Fortress you, with hands like houses and a heart like a drum. You wonder what could break your walls.

Coward you who can't acknowledge that you weren't born an anxious thing, a spineless thing. You, who could save the world from itself. Coward you who lets it rip itself apart anyway.

You lost yourself, didn't you? A long time ago, it seems. You lost yourself, forgot what it meant to smile.

To save.

And you say you won't give in to the world, but you already have – like a paper bird, you crumble, bend yourself backward for impossible feats. Fold yourself into different shapes to please.

Like a puppet, you, with tangled up strings.

For a while, you had everything. Big you, broad smile you. But you, you lie, you fake, you cry.

And they see you, and they smile, and you think that maybe you've fooled them.

Coward you, not brave enough to show yourself. Problem you, not even good enough to save one life.

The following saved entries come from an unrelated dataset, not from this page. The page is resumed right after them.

PR #36692, opened 2026-02-11
Add project() method to DependencyHandler for consistency with Dependencies

### LINKED ISSUE #36668: Inconsistency between `Dependencies` and `DependencyHandler`
### Current Behavior

Both `Dependencies` and `DependencyHandler` expose similar interfaces for declaring dependencies. However, `Dependencies` exposes both `project(String)` and `project()` for creating dependencies on other projects and on the current project, respectively, while `DependencyHandler` has only `project(Map)`.  

This means that each behave in the following ways when declaring a project dependency:

| DSL | Dependencies | DependencyHandler |
| --- | -------------- | --------------------- |
| implementation(project) | does not work | works  |
implementation(project()) | works| does not work |
implementation(project(project.path)) | may not work in 9.5 if compiled with `-Werror` | works (delegates to `Project.getProject()`) |
implementation(project(':foo')) | works | works |
implementation(path: ':foo')) | does not work | works |

In 9.5, if the build script is compiled with `-Werror` then there is no way to specify a dependency on the current project consistently.  In other words, in `Dependencies` you must use `project()` and cannot use `project(project.path)`, while for `DependencyHandler` you must use `project` or `project(project.path)` but not `project()`.

Prior to 9.5, you could use `project(project.path)` in either place, but in the case of `Dependencies` the `project` in `project.path` actually comes from `Dependencies.getProject()` which is an injected getter intended for internal use and, in 9.5, has been marked with `@Deprecated`.

If `-Werror` is _not_ used, this will still work when compiling build scripts, precompiled scripts, or plugins, similar to how it worked in previous versions.

In 9.5, you _can_ capture the project path outside of the `Dependencies` block and then reference it from inside:
```
val projectPath = project.path // uses `Project.getProject()`
dependencies {
    implementation(project(projectPath))
}
```
    

### Expected Behavior

There should be at least one consistent and idiomatic way to declare a dependency on the current project in both `Dependencies` and `DependencyHandler` so that users who set `-Werror` are not required to do something different depending on which block they're configuring.  Supporting `project()` in both places seems like a logical choice.

### Context (optional)

_No response_

```
plugins {
    id("java")
}

dependencies {
    implementation(project()) // does not work
    // implementation(project(project.path)) // works
}

testing {
    suites { 
        val test by getting(JvmTestSuite::class) { 
            useJUnitJupiter("5.7.1") 
        }

        val integrationTest by registering(JvmTestSuite::class) { 
            dependencies {
                implementation(project()) // works
                // implementation(project(project.path)) // does not work with -Werror
            }
        }
    }
}
```

### Gradle version

9.5.0-rc-1

### Build scan URL (optional)

_No response_

_No response_

ghale:
The `project()` method allows creating dependencies on the current project.  

This PR also includes some verbiage in the upgrade guide about the deprecation of  `Dependencies.getProject()` from #36526.  Adding `project()` provides a consistent way to specify a dependency on the current project that will work with both `DependencyHandler` and `Dependencies`. 

Fixes #36668

### Reviewing cheatsheet

- ❌ ❓**must** be fixed
- 🤔 💅 **should** be fixed
- 💭 **may** be fixed
- 🎉 celebrate happy things

### DIFF
--- a/platforms/documentation/docs/src/docs/userguide/releases/upgrading/upgrading_version_9.adoc
+++ b/platforms/documentation/docs/src/docs/userguide/releases/upgrading/upgrading_version_9.adoc
@@ -243,7 +243,6 @@ testing {
 }
 ----
 
-The `project()` method can be used to specify a dependency on the current project in both test suites and in the top-level `dependencies {}` block.
 
 [[changes_9.3.0]]
 == Upgrading from 9.2.0 and earlier


ghale:
@bot-gradle test this

subprojects/core-api/src/main/java/org/gradle/api/artifacts/dsl/DependencyHandler.java
```diff
@@ -330,6 +331,16 @@ public interface DependencyHandler extends ExtensionAware {
...
 
+    /**
+     * Creates a dependency on the current project.
+     *
+     * @return The dependency.
+     *
+     * @since 9.5.0
+     */
+    @Incubating
+    Dependency project();
```
jvandort, line 342: I wonder why this doesn't return a `ProjectDependency` (and why the previous `project(Map<String, ?> notation);` does not)

jvandort, line 342: Now I understand I can declare a dependency on the current project using
```
dependencies {
    implementation(project()) // New
    implementation(project) // Existing
}
```

Since there was an existing way to do this without deprecation, do we plan to eventually deprecate that? Or are we okay have two ways of doing this

platforms/documentation/docs/src/docs/userguide/releases/upgrading/upgrading_version_9.adoc
```diff
@@ -229,6 +202,46 @@ plugins {
 }
 ----
 
+==== Deprecation of `Dependencies.getProject()` method
+
+The `getProject()` method on `Dependencies` has been deprecated and will be removed in Gradle 10.0.0.
+`Dependencies` is used to configure dependencies in test suites, and `getProject()` was being used by internal Gradle code to retrieve a reference to the current project.
```
```suggestion

`Dependencies` is used to configure dependencies in test suites.
Previously, `getProject()` was used by Gradle internally to reference the current project.
```

platforms/documentation/docs/src/docs/userguide/releases/upgrading/upgrading_version_9.adoc
```diff
@@ -229,6 +202,46 @@ plugins {
...
+This method was not intended for public use, but it's possible that it could be used unintentionally.
```
```suggestion
While never intended for public use, it could be used unintentionally in build scripts.
```

platforms/documentation/docs/src/docs/userguide/releases/upgrading/upgrading_version_9.adoc
```diff
@@ -229,6 +202,46 @@ plugins {
...
+
+For example, a configuration like the following may accidentally access this method:
```
```suggestion
For example, the following configuration accidentally invokes the deprecated method because `project.path` resolves against the `Dependencies` object rather than the top-level `Project` object:
```

platforms/documentation/docs/src/docs/userguide/releases/upgrading/upgrading_version_9.adoc
```diff
@@ -229,6 +202,46 @@ plugins {
...
+        val integrationTest by registering(JvmTestSuite::class) {
+            dependencies {
+                implementation(project(project.path)) // `project.path` accesses `Dependencies.getProject()`
+            }
+        }
+    }
+}
+----
+
+The configuration above may now fail to compile with an error in 9.5.0 if `-Werror` is set.
```
lkasso, line 228:
```suggestion
NOTE: If you use the `-Werror` flag, this configuration will fail to compile in Gradle 9.5+.
```

platforms/documentation/docs/src/docs/userguide/releases/upgrading/upgrading_version_9.adoc
```diff
@@ -229,6 +202,46 @@ plugins {
...
+
+Instead, you can specify a dependency on the current project using the `project()` method with no arguments:
```
```suggestion
To depend on the current project, use the `project()` method without arguments. 
This syntax is the idiomatic way to reference the project in both test suites and standard `dependencies {}` blocks:
```

platforms/documentation/docs/src/docs/userguide/releases/upgrading/upgrading_version_9.adoc
```diff
@@ -229,6 +202,46 @@ plugins {
...
+        val integrationTest by registering(JvmTestSuite::class) {
+            dependencies {
+                implementation(project())
+            }
+        }
+    }
+}
+----
+
+The `project()` method can be used to specify a dependency on the current project in both test suites and in the top-level `dependencies {}` block.
```
```suggestion
```

lkasso (commented):
I left some suggestions because the upgrade guide was a little hard to understand. I'm not sure if what I wrote is 100% accurate, but hopefully you can use it to clarify.

subprojects/core-api/src/main/java/org/gradle/api/artifacts/dsl/DependencyHandler.java
ghale: I don't know.  None of the dependency-producing methods on this API return anything other than `Dependency`.  It's possible that the subtypes were not public at some point in the past (but that's pure speculation).  I considered making this `ProjectDependency`, but it felt wrong to do something inconsistent with the other methods here.

ghale: I think deprecating using `Project` here is the right thing to do.  I've created #36801 to handle this.

platforms/documentation/docs/src/docs/userguide/releases/upgrading/upgrading_version_9.adoc
ghale: I'm not sure about this change.  Prefacing it with "NOTE" makes it seem like this is some marginally important detail, when this is, in fact, the crucial reason why any of this would be important to a user.  For the vast majority of users, they won't notice this change at all (because the method is still there, it's just deprecated, and `-Werror` is not the default).  However, if you're compiling your scripts or plugins with `-Werror` you'll now get a compilation failure because the method has been marked `@Deprecated`.  The most common case why you would somehow use the `getProject()` method here is to create a dependency on the current project, although this may not be the only reason someone might be accidentally using it.

What we're trying to create is a bread crumb so that if users start getting a compilation failure here, they have something that would explain why.  And, in the most common case of creating a dependency on the current project, we want to describe how to resolve it in a way that works consistently with both test suites and the top-level dependencies block.

But the only reason it would matter to anyone right now is because they're using `-Werror`.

You wonder if you were ever strong at all. You, with a body like firewood waiting to burn.

You lie, and you fake, and you smile and hate. And you lock it all away waiting for the day that you fall – the inevitable reveal.

So, you wait, coward you, for courage like sunlight to fill your veins. You wait, fragile thing, until your heart can pump starlight and your hands glow.

You wait, and you wonder what it would take for you to take a step forward on your own for once.

Selfish you.

Selfless you.

You can't even tell a lie, and yet, your secrets could topple mountains.